▼
PR #1477, opened 2015-07-21
[travis] Fix install error of mocha-phantomjs

ashie:
It requires an old versio of phantomjs (1.9.1 - 1.9.7-15).

The error log:
5495 error peerinvalid The package phantomjs does not satisfy its siblings' peerDependencies requirements!
5495 error peerinvalid Peer mocha-phantomjs@3.6.0 wants phantomjs@1.9.1 - 1.9.7-15

### DIFF
--- a/.travis.yml
+++ b/.travis.yml
@@ -39,7 +39,7 @@ install:
   - npm install -g mocha
   - npm install -g expect.js
   - npm install -g sinon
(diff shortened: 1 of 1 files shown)


ashie:
I confirmed that mocha-phantomjs is installed correctly.

cosmo0920:
Good stuff!

PR #2177, opened 2016-03-15
[TriggersView] Fix filter accordion appearance

cosmo0920:
It becomes more event page like design:

screenshot from 2016-03-15 17 35 05


cosmo0920:
Thanks!

PR #2178, opened 2016-03-15
[client] Fix a bug that wrong "Location" header is returned on POST m…

ashie:
…ethod


ashie:
Trivial fix.
I merge it myself.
▲
» **REQUIRED ACTION**:
Return precisely the lines of the records, starting with the line that holds "- npm install -g expect.js" and ending with the last one.

» **WRITTEN REPLY**:
   - npm install -g expect.js
   - npm install -g sinon
(diff shortened: 1 of 1 files shown)


ashie:
I confirmed that mocha-phantomjs is installed correctly.

cosmo0920:
Good stuff!

PR #2177, opened 2016-03-15
[TriggersView] Fix filter accordion appearance

cosmo0920:
It becomes more event page like design:

screenshot from 2016-03-15 17 35 05


cosmo0920:
Thanks!

PR #2178, opened 2016-03-15
[client] Fix a bug that wrong "Location" header is returned on POST m…

ashie:
…ethod


ashie:
Trivial fix.
I merge it myself.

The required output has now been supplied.